According to the CLP Regulation n. 1272/2008, substances shall be classified as skin sensitisers (Category 1) where data are not sufficient for sub- categorisation (1A and 1B) in accordance with the following criteria:

(a) if there is evidence in humans that the substance can lead to sensitisation by skin contact in a substantial number of persons; or

(b) if there are positive results from an appropriate animal test (according to 3.4.2.2.4.1).

Sub-category 1A

Substances showing a high frequency of occurrence in humans and/or a high potency in animals can be presumed to have the potential to produce significant sensitisation in humans. Severity of reaction may also be considered.

Specific criteria:

Local lymph node assay-EC3 value ≤ 2 %

Guinea pig maximisation test- ≥ 30 % responding at ≤ 0,1 % intradermal induction dose or ≥ 60 % responding at > 0,1 % to ≤ 1 % intradermal induction dose

Buehler assay - ≥ 15 % responding at ≤ 0,2 % topical induction dose or ≥ 60 % responding at > 0,2 % to ≤ 20 % topical induction dose

Sub-category 1B

Substances showing a low to moderate frequency of occurrence in humans and/or a low to moderate potency in animals can be presumed to have the potential to produce sensitisation in humans. Severity of reaction may also be considered.

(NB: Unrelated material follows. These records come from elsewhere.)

PR #1460, opened 2025-09-24
ABI checker fixes part 3

no92:


options/posix/include/sys/resource.h
```diff
@@ -9,9 +9,9 @@
 #include <bits/posix/id_t.h>
 #include <bits/posix/timeval.h>
 
-#define PRIO_PROCESS 1
-#define PRIO_PGRP 2
-#define PRIO_USER 3
+#define PRIO_PROCESS 0
+#define PRIO_PGRP 1
+#define PRIO_USER 2
```
avdgrinten: Is this Linux kernel ABI that should be moved to `abis/`?

options/posix/include/bits/posix/fd_set.h
```diff
@@ -3,7 +3,7 @@
 
 #include <bits/types.h>
 
-typedef struct {
+typedef struct __attribute__((__aligned__(__alignof__(long)))) {
 	__mlibc_uint8 fds_bits[128];
 } fd_set;
```
avdgrinten, line 10: Is this kernel ABI that should go to `abis/`?

options/posix/include/sys/sem.h
```diff
@@ -29,6 +29,7 @@ struct semid_ds {
 	time_t          sem_ctime;
 
 	unsigned long   sem_nsems;
+	unsigned long   __unused[2];
```
avdgrinten: Is `struct semid_ds` kernel ABI and should be moved to `abis/`?

options/glibc/include/sys/procfs.h
```diff
@@ -1,17 +1,24 @@
...
 typedef unsigned long elf_greg_t;
 
-#define ELF_NGREG (sizeof (struct user_regs_struct) / sizeof (elf_greg_t))
+#if defined(__x86_64__) || defined(__i386__) || defined(__loongarch64) || defined(__m68k__)
+#	include <sys/user.h>
+
+#	define ELF_NGREG (sizeof (struct user_regs_struct) / sizeof (elf_greg_t))
+#else
+#	define ELF_NGREG NGREG
+#endif
```
avdgrinten, line 20: Should the architectures in the `#else` be listed explicitly?

options/posix/include/dirent.h
```diff
@@ -24,7 +24,7 @@ extern "C" {
 /* The character array d_name is of unspecified size, but the number of bytes preceding
  * the terminating null byte will not exceed {NAME_MAX}. */
 #define __MLIBC_DIRENT_BODY ino_t d_ino; \
-			off_t d_off; \
+			off64_t d_off; \
```
avdgrinten: This change doesn't make a lot of sense to me since we define off_t == off64_t anyway.

options/posix/include/fcntl.h
```diff
@@ -22,16 +22,16 @@ extern "C" {
 struct flock {
 	short l_type;
 	short l_whence;
-	off_t l_start;
-	off_t l_len;
+	off64_t l_start;
+	off64_t l_len;
```
avdgrinten: Same (doesn't make sense).

options/posix/include/fcntl.h
```diff
@@ -22,16 +22,16 @@ extern "C" {
...
 	pid_t l_pid;
 };
 
 struct flock64 {
 	short l_type;
 	short l_whence;
-	off_t l_start;
-	off_t l_len;
+	off64_t l_start;
+	off64_t l_len;
```
avdgrinten: Same (doesn't make sense).

options/glibc/include/net/route.h
```diff
@@ -20,7 +20,11 @@ struct rtentry {
 	unsigned long int rt_pad3;
 	unsigned char rt_tos;
 	unsigned char rt_class;
+#if __INTPTR_WIDTH__ == 64
 	short int rt_pad4[3];
+#else
+	short int rt_pad4;
+#endif
```
avdgrinten: Is this kernel ABI that should be in `abis/`?

options/posix/include/unistd.h
```diff
@@ -362,11 +362,7 @@ extern int optopt;
 #endif /* !__MLIBC_ABI_ONLY */
 
 /* Non-POSIX functions supported by Linux. */
-#if UINTPTR_MAX == UINT64_MAX
-typedef __mlibc_uint64 useconds_t;
-#else
 typedef __mlibc_uint32 useconds_t;
-#endif
```
avdgrinten, line 369: I think this change is fine but glibc does have `useconds64_t` and we may need to break ABI again in the future if we want to support 64-bit time_t.

PR #686, opened 2016-08-04
Fix #685: implement maxLength in javascript instead of using the dom maxlength attribute.

### LINKED ISSUE #685: [Multiline Input Field]: Inconsistency between the character counter and the browser-enforced limit
### The problem

when using the input element with `maxLength` specified, the input field will display the entered amount of characters:

image

The component uses simply the `length` function of the string to determine the amount of entered characters. The limit is enforced using the [`maxlength`](http://www.w3schools.com/tags/att_input_maxlength.asp) attribute of the input. 

However, the maxlength attribute counts newlines (in browsers that implement the specs correct, such as the current version of chrome) as **two characters** (`\r\n`). [Chrome issue](https://bugs.chromium.org/p/chromium/issues/detail?id=252613), [SO discussion #1](https://stackoverflow.com/questions/10030921/chrome-counts-characters-wrong-in-textarea-with-maxlength-attribute), [SO discussion #2](https://stackoverflow.com/questions/22016511/different-maxlength-validation-of-textarea-with-newlines-in-chrome-and-firefox).

To check that out yourself, enter a bunch of newlines [here](https://jsfiddle.net/bxFbL/). For explanations why that's the case, check the [this comment](https://bugs.chromium.org/p/chromium/issues/detail?id=252613#c6) in the chrome issue or the [html specs](https://html.spec.whatwg.org/multipage/forms.html#maximum-allowed-value-length).

The `length` function (that is used to display the amount of entered characters, as discussed below) however counts newlines as *one* characters (because in the value string they are just `\n`, the browser just counts them internally as `\r\n` because when the form is submitted that how they are going to be encoded).

That is inconsistent behavior and confuses the users, as the counter displays something like 5/10 but the textarea won't allow you to enter any more characters (this would be the case if you'd enter 5 linebreaks).

### Possible solutions

We should should either adjust the behavior of the textarea limit or the behavior of the counter.

This is a non trival choice - one one hand you want to stick to the specs (and they have a valid point, because if you submit that textarea using a form a newline is submitted as two characters) - but on the other hand that's something the user does not expect - he'd expect that a line break is just one character.

Anyways, to adjust the behavior of the limit, we'd have 

- either to enforce the limit using javascript (which is easy because the input is a *controlled* input, meaning we can just block any input after the `length` function determines that the string reached it maximum length, or better: prevent insertion of characters in the onKeyPress handler)

- or have to let the counter count a newline as two characters, which is trival too. 

I'd prefer the first approach (counting a newline as one character). I could create a PR for this if that'd help.

Cheers,
Simon

SimonSelg:
This follows #685. It fixes the issue by implementing the maxLength restriction in javascript - a newline is now counted as one character.

Also includes multiple small fixes for multiline inputs (see the commit messages).

I needed this for a production app, therefore the rush approach without discussing the solution (as proposed in the issue) first - feel free to reject this PR if you don't like the approach.

Cheers,
Simon

### DIFF
--- a/components/input/Input.js
+++ b/components/input/Input.js
@@ -111,10 +111,31 @@ const factory = (FontIcon) => {
       this.refs.input.focus();
     }
 
+    onKeyPress = (event) => {
+      // prevent insertion of more characters if we're a multiline input
+      // and maxLength exists
+      const { multiline, maxLength, onKeyPress } = this.props;
+      if (multiline && maxLength) {
+        // check if smt is selected, in which case the newly added charcter would
+        // replace the selected characters, so the length of value doesn't actually
+        // increase.
+        const isReplacing = event.target.selectionEnd - event.target.selectionStart;
+        const value = event.target.value;
+
+        if (!isReplacing && value.length === maxLength) {
+          event.preventDefault();
+          event.stopPropagation();
+          return;
+        }
+      }
+
+      if (onKeyPress) onKeyPress(event);
+    }
+
     render () {
       const { children, disabled, error, floating, hint, icon,
               name, label: labelText, maxLength, multiline, required,
-              theme, type, value, ...others} = this.props;
+              theme, type, value, onKeyPress, ...others} = this.props;
       const length = maxLength && value ? value.length : 0;
       const labelClassName = classnames(theme.label, {[theme.fixed]: !floating});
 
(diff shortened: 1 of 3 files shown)


SimonSelg:
Oh, please don't merge this yet, I thought about this a bit more and noticed some issues with my code. I'll push a fix for them later into this PR.

SimonSelg:
Okay, everything is fixed. Again, the commit messages and comments should explain the changes fairly well.

javivelasco:
This is a great PR! Really good work @SimonSelg , thanks!! 💃

SimonSelg:
Thanks for merging. Any chance you could publish a release soon? We depend on this fix in production, that'd save us having to keep using our fork or the dev branch.

javivelasco:
Sure, I'm releasing today, there are a couple of things more I think I can fix today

Local lymph node assay - EC3 value > 2 %

Guinea pig maximisation test- ≥ 30 % to < 60 % responding at > 0,1 % to ≤ 1 % intradermal induction dose or ≥ 30 % responding at > 1 % intradermal induction dose

Buehler assay - ≥ 15 % to < 60 % responding at > 0,2 % to ≤ 20 % topical induction dose or ≥ 15 % responding at > 20 % topical induction dose.

Under the experimental conditions employed, 10% of the animals of the test group showed skin reactions 24 and 48 hours after removing the dressings.

As conclusion, according to the paragraph 3.4 of the CLP Regulation n. 1272/2008, table 3.4.3, the registered substance is not classified as skin sensitizer.